Autoconstruction des MRE : les règles de la contribution sociale de solidarité

Face à l’essor des projets d’autoconstruction des MRE, la DGI précise les règles de la Contribution sociale de solidarité. Exonération sous 300 m² pour l’habitation principale, barème progressif au-delà et double déclaration obligatoire révèlent un équilibre fragile entre soutien à la diaspora et contraintes administratives. Détails.
Alors que les livraisons de ciment au Maroc affichent une croissance robuste (+11% en glissement annuel à fin juillet 2025, atteignant 8,29 millions de tonnes), portée par le béton prêt à l’emploi (+64%) et les mortiers (+99%), la saison estivale voit affluer, comme chaque année, les Marocains résidant à l’étranger (MRE). Ces derniers, motivés par des mesures incitatives lancent souvent des projets d’autoconstruction.
Dans ce cadre, la Direction générale des impôts (DGI) a récemment publié un guide fiscal clarifiant la Contribution sociale de solidarité sur les livraisons à soi-même – une mesure ciblant spécifiquement les constructions d’habitation principale.
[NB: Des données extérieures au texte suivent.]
Issue #1073, opened 2016-05-12
Use Kibana version >= 4


galstrom21:
##### What version (commit) do you encounter this issue on?
12.1.1

##### What type of issue is this (bug, feature, documentation, regression)?
enhancement

##### What is the expected behavior?
An updated kibana would remove the need for an enduser's browser to connect directly with elasticsearch. As well as adding the ability to start using the elasticsearch beats dashboards.

##### What is your evaluation on the importance of this issue, and why?
Medium

The new version of Kibana will help with operator adoption of the ELK into their workflow, as it is now accessible over an SSH tunnel. This is also a precursor to being able to use ElasticSearch beats for additional data collection from the environment.

###### Remove branches (lines) you do not wish to target.
- [ ] Master
- [ ] liberty-12.2

git-harry:
This issue was closed because there is already an effort underway to address concerns related to the current logging solution.

PR #1084, opened 2016-05-16
Update Kibana to version 4.5.X

galstrom21:
In version 4+ of Kibana, Kibana now runs as its own service. Apache is
now configured to proxypass to the kibana application. This means that
the end user's browser does not need to connect directly to
ElasticSearch any longer. This change also moves to installing Kibana
from the elastic.co package repository instead of from a tarball.

This version of Kibana is dependent on ElasticSearch version >= 2.3.
Support Matrix URL
https://www.elastic.co/support/matrix#show_compatibility

Connects #1073
Connects rcbops/u-suk-dev#176


galstrom21:
@d34dh0r53 This is the kibana v4 change.. but it is dependent on ES >= 2.3 work you are doing

rpcd/playbooks/roles/kibana/tasks/kibana_post_install.yml
```diff
@@ -40,8 +74,8 @@
   template:
     src: "{{ item }}"
     dest: "/etc/apache2/sites-available/{{ item }}"
-    owner: "{{ kibana_system_user }}"
-    group: "{{ kibana_system_group }}"
+    owner: "root"
+    group: "root"
```
d34dh0r53: Shouldn't these be the new `{{ kibana_service_user }}` and `{{ kibana_service_group }}` variables defined in `main.yml`?

rpcd/playbooks/roles/kibana/tasks/kibana_post_install.yml
```diff
@@ -62,25 +96,13 @@
...
-  tags:
-    - kibana-post-install
-
 - name: Link Kibana Site
   file:
     state: "link"
     src: "/etc/apache2/sites-available/000-kibana.conf"
     dest: "/etc/apache2/sites-enabled/000-kibana.conf"
-    owner: "{{ kibana_system_user }}"
-    group: "{{ kibana_system_group }}"
```
d34dh0r53: See comment above

galstrom21:
@d34dh0r53 So all of the installed apache2 files (/etc/apache2/*) are owned by root:root. So that template does not need to be owned by the kibana_system_user:kibana_system_group

rpcd/playbooks/roles/kibana/tasks/kibana_post_install.yml
galstrom21: @d34dh0r53 So all of the installed apache2 files (/etc/apache2/*) are owned by root:root. So that template does not need to be owned by the kibana_system_user:kibana_system_group

galstrom21:
@d34dh0r53 kibana_service_user and kibana_service_group are only used in the templates/kibana file (template for /etc/default/kibana) for controlling the startup of the kibana service.

prometheanfire:
passing is a good start though

prometheanfire:
I think those apache configs being root is fine, this is apache config, not kibana config

git-harry:
As mentioned in the issue, there is currently an effort underway to review the ELK solution. Until the spike is has finished the project will not be merging any pull requests related to ELK.

galstrom21:
@git-harry understood.. was just wanting to put this up for @d34dh0r53 and the spike.

hughsaunders:
recheck_swift

Apsu:
RPC-AIO-Ceph-Liberty-PR: Fail

Apsu:
RPC-AIO-Liberty-PR: Fail

hughsaunders:
recheck_swift

hughsaunders:
recheck_ceph

d34dh0r53:
recheck_swift

d34dh0r53:
recheck_ceph

sigmavirus24:
Is this still something we aren't going to merge? I believe we've settled on sticking to ELK for now and that should clear the "status-dont-merge" label.

d34dh0r53:
@sigmavirus24 yeah, we can clear that flag.  It was there because this patch was made while we were still in liberty.

rpcd/playbooks/roles/kibana/tasks/kibana_post_install.yml
sigmavirus24: Or rather, shouldn't these be owned by the Apache user?

rpcd/playbooks/roles/kibana/tasks/kibana_pre_install.yml
```diff
@@ -13,50 +13,40 @@
...
-    state: latest
-    update_cache: yes
-    cache_valid_time: 600
-  register: install_apt_packages
-  until: install_apt_packages|success
+- name: Add kibana apt-keys
+  apt_key:
+    url: "{{ item.url }}"
+    state: "{{ item.state }}"
+  with_items: kibana_apt_keys
```
sigmavirus24: Last time I tried this, we needed to switch it to `"{{ kibana_apt_keys }"`.

rpcd/playbooks/roles/kibana/tasks/kibana_pre_install.yml
```diff
@@ -13,50 +13,40 @@
...
+  when: kibana_apt_keys is defined
+  register: add_kibana_keys_url
+  until: add_kibana_keys_url|success
```
sigmavirus24: We really shouldn't need to retry adding the URL

rpcd/playbooks/roles/kibana/tasks/kibana_pre_install.yml
```diff
@@ -13,50 +13,40 @@
...
-    group: "{{ kibana_system_group }}"
-    groups: adm
-    home: "/var/lib/{{ kibana_system_user }}"
-    system: "yes"
-    createhome: "yes"
-  when: kibana_system_group is defined and kibana_system_user is defined
+- name: Add kibana apt repositories
+  apt_repository:
+    repo: "{{ item.repo }}"
+    state: "{{ item.state }}"
```
sigmavirus24: Also probably makes sense to add `update_cache: yes`. Also probably don't need retries here.

rpcd/playbooks/roles/kibana/tasks/kibana_pre_install.yml
```diff
@@ -13,50 +13,40 @@
...
-  file:
-    state: directory
-    path: "{{item.name}}"
-    mode: "{{item.mode}}"
-    owner: "{{kibana_system_user}}"
-    group: "{{kibana_system_group}}"
-  with_items: kibana_directories
-  tags:
-    - kibana-pre-install
+#- name: Create kibana directories
```
sigmavirus24: Why not delete this instead of commenting it out?

rpcd/playbooks/roles/kibana/templates/000-kibana.conf
```diff
@@ -21,25 +21,19 @@
...
-    <Directory {{ kibana_root }}>
-      Options Indexes FollowSymLinks MultiViews
-      AllowOverride AuthConfig
-      AuthType Basic
-      AuthName Kibana
-      AuthUserFile /etc/apache2/users
-      Require user kibana
-    </Directory>
+    ProxyRequests Off
+    ProxyPass / http://127.0.0.1:{{ kibana_app_port }}
```
sigmavirus24: Does this require `proxy` and `proxy_http` Apache modules? Do we actually install those? I didn't think we did.

d34dh0r53:
@galstrom21 can you address @sigmavirus24's comments, or would you like me to take this over?

rpcd/playbooks/roles/kibana/templates/000-kibana.conf
galstrom21: They are already part of the kibana_apache_modules list:

https://github.com/galstrom21/rpc-openstack/blob/53ee2bfd3260e6306cbcd10a2a87a52c0b57860a/rpcd/playbooks/roles/kibana/defaults/main.yml#L32-L33

rpcd/playbooks/roles/kibana/tasks/kibana_pre_install.yml
galstrom21: deleting in update to PR

rpcd/playbooks/roles/kibana/tasks/kibana_pre_install.yml
galstrom21: Fixed in update to PR

rpcd/playbooks/roles/kibana/tasks/kibana_pre_install.yml
galstrom21: Same question as the item below.

rpcd/playbooks/roles/kibana/tasks/kibana_pre_install.yml
galstrom21: Looking through the rest of the roles in this repo, none of them have `with_items: {{ var_name }}`. They are all using the same pattern.

rpcd/playbooks/roles/kibana/tasks/kibana_pre_install.yml
sigmavirus24: No, I'm not certain we should remove them, but I'm also not certain that we need the retries. @d34dh0r53 thoughts?

rpcd/playbooks/roles/kibana/tasks/kibana_pre_install.yml
sigmavirus24: [So](https://github.com/rcbops/rpc-openstack/blob/c68e257057371e2ac68d0f78d74422af9f5e1944/rpcd/playbooks/roles/horizon_extensions/tasks/main.yml#L27), we used to write it the way I described. I'm glad this syntax works though and is now the de facto standard here. (The last time I tried to convert us to it, it was shot down.) I suspect Ansible 2.x has fixed the problems we had with it.

👍

rpcd/playbooks/roles/kibana/tasks/kibana_pre_install.yml
galstrom21: hm.. i somehow lost the item below.

The retry pattern is on every 'add apt-keys' and 'add apt-repo' action in every role in the repository.

Apsu:
RPC-AIO-Ceph-Liberty-PR: Fail

andymcc:
recheck_ceph

sigmavirus24:
I know Harry is opposed to squash merging commits, but this is passing, looks good and I'd rather not have to fight with our excessively flakey gate tests.

Here's my 👍  and a vote that we squash merge instead of making @galstrom21 squash & rebase his commit.

sigmavirus24:
Looks like my comment triggered two new builds, so I guess it doesn't matter at this point. We'll be fighting the gate all day. =/

d34dh0r53:
recheck_ceph

d34dh0r53:
recheck_swift

andymcc:
Should we not squash merge then? I'm happy with the PR - I imagine there is work to be done in total to get all the logging bits to go properly - plus side this works (in my testing at least) on greenfields and as an upgrade from the previous incarnation of kibana.

The end configuration bits need some work from what I can see - there is a card to setup kibana dashboards etc. My concern is that we're going from a working --> not working (until we do the dashboards/config), although you could argue the current logging solution is not really working.

If we're happy with that then I'm happy for this to merge.

rpcd/playbooks/roles/kibana/tasks/kibana_post_install.yml
prometheanfire: I'm kinda inclined to agree that these probably shouldn't be root, though being root isn't the worst thing for an apache config file.

rpcd/playbooks/roles/kibana/tasks/kibana_post_install.yml
```diff
@@ -110,13 +132,14 @@
...
-  template:
-    src: "{{ item }}"
-    dest: "/opt/kibana/app/dashboards/{{ item }}"
-    owner: "root"
-    group: "root"
-  with_items:
-    - Event-Dashboard.json
-  tags:
-    - kibana-post-install
+# TODO(shep): this needs to be ported to kibana-4
```
prometheanfire: kibana-5?

rpcd/playbooks/roles/kibana/tasks/kibana_pre_install.yml
prometheanfire: I'd rather not have/need retry where they are not needed (here and elsewhere) Though it doesn't really matter.

rpcd/playbooks/roles/kibana/tasks/kibana_pre_install.yml
```diff
@@ -13,50 +13,30 @@
...
-  with_items: kibana_directories
+- name: Add kibana apt repositories
+  apt_repository:
+    repo: "{{ item.repo }}"
+    state: "{{ item.state }}"
+    update_cache: yes
+  with_items: kibana_apt_repos
+  register: add_kibana_repos
+  until: add_kibana_repos|success
+  retries: 5
```
prometheanfire: same with the retries

Apsu:
RPC-AIO-Ceph-Liberty-PR: Fail

Apsu:
RPC-AIO-Liberty-PR: Fail

d34dh0r53:
recheck_ceph

d34dh0r53:
recheck_swift

rpcd/playbooks/roles/kibana/tasks/kibana_install.yml
```diff
@@ -13,27 +13,22 @@
...
+  apt:
+    pkg: "{{ item }}"
+    state: latest
+    update_cache: yes
+    cache_valid_time: 600
+  register: install_apt_packages
+  until: install_apt_packages|success
+  retries: 5
+  delay: 2
+  with_items: kibana_apt_packages
```
evrardjp: bare variables are deprecated and should be replaced by "{{ kibana_apt_packages }}"

rpcd/playbooks/roles/kibana/tasks/kibana_post_install.yml
```diff
@@ -14,6 +14,40 @@
...
 
 
+- name: Deploy Kibana configuration files
+  template:
+    src: "{{ item }}"
+    dest: "/opt/kibana/config/{{ item }}"
+    owner: "root"
+    group: "root"
+  with_items:
+    - kibana.yml
```
evrardjp: No need for a with_items here.

rpcd/playbooks/roles/kibana/tasks/kibana_post_install.yml
```diff
@@ -14,6 +14,40 @@
...
+  tags:
+    - kibana-post-install
+
+- name: Deploy Kibana service configuration file
+  template:
+    src: "{{ item }}"
+    dest: "/etc/default/{{ item }}"
+    owner: "root"
+    group: "root"
+  with_items:
```
evrardjp: no need for a with_items here

rpcd/playbooks/roles/kibana/tasks/kibana_post_install.yml
evrardjp: I'd be enclined to use apache user. I don't really have a problem of root:root, because I guess 644 would be the default chmod and would be fine for apache to read the file.

rpcd/playbooks/roles/kibana/tasks/kibana_pre_install.yml
evrardjp: It's not because none of them are good that we should stick with doing the wrong thing.

Bare variables are deprecated. We should enclose the variables with "{{ }}"

evrardjp:
👎 See my comments in-line.

I'd also like to know why elastic's shield was not used/thought of when securing ES/Kibana, and use Kibana directly behind the LB -- instead of having a apache proxy passing with basic auth (which doesn't secure the ES, if I understood correctly what's stated above).

I'll move to +1 when I'll be convinced of the reasons.

galstrom21:
@evrardjp The main reason I did not look at shield is due to it being licensed software (https://www.elastic.co/subscriptions).

evrardjp:
Fair enough!

sigmavirus24:
So I have an AIO with this, #1245 and #1246 running and it seems to be working. Logstash is shipping things to elasticsearch and kibana is accessible and showing the items in queries out of elasticsearch.

So a 👍 having tested everything.

sigmavirus24:
So this should be rebased down to a single commit per our [contributing guidelines](https://github.com/rcbops/rpc-openstack/blob/master/CONTRIBUTING.md#pull-requests).

andymcc:
Agree with @sigmavirus24 - if we can get this rebased into a single commit we can get this merged in.
I was also able to complete an install with #1245 and #1246 working successfully so happy for this to merge after that.

andymcc:
Thanks @galstrom21. its 1 commit so 👍 
Merge pending gate.

sigmavirus24:
👍  once the gate passes as well. Thanks @galstrom21

prometheanfire:
:+1: once passing

Apsu:
RPC-AIO-Ceph-Liberty-PR: Fail

Apsu:
RPC-AIO-Ceph-Liberty-PR: Fail

Apsu:
RPC-AIO-Ceph-Liberty-PR: Fail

Ce que dit le guide fiscal : exonération sous conditions
Le guide souligne une exonération clé : «Si vous vous livrez une unité de logement à usage d’habitation principale dont la superficie construite n’excède pas 300 m², vous serez exonérés.» Cependant, cette exonération tombe dès que la superficie dépasse ce seuil, avec un barème progressif : 60 DH pour une superficie variant de 301 à 400 m², 100 DH de 401 à 500 m² et 150 DH au-delà de 500 m².
Ce qu’il est important de noter, c’est que l’exonération ne s’applique pas aux logements destinés à la vente ou la location, même sous 300 m². Le dispositif vise explicitement l’habitation principale, définie comme un «logement indivisible ayant fait l’objet d’une autorisation de construire».
Obligations déclaratives
Pour les projets excédant 300 m², la DGI impose un double impératif déclaratif, générant une charge administrative à ne pas négliger.
Premièrement, la déclaration annuelle du coût de construction (formulaire ADP112B-19I) doit être déposée électroniquement avant le 28 février de chaque année, couvrant la période des travaux jusqu’à l’obtention du permis d’habiter. Elle exige un relevé exhaustif des factures (via le modèle ADP113B-19I), incluant les coûts hors TVA, les identifiants fiscaux des fournisseurs et les références de paiement. Comme le précise le guide, «la première déclaration doit être accompagnée d’une attestation d’architecte ou d’une copie du contrat pour les marchés clés en main», ajoutant une étape de certification technique.
Deuxièmement, la déclaration spécifique à la contribution sociale (ADP110B-19I) doit être soumise dans un délai strict de 90 jours après la délivrance du permis d’habiter, avec obligation de joindre ce permis et l’autorisation de construire originelle.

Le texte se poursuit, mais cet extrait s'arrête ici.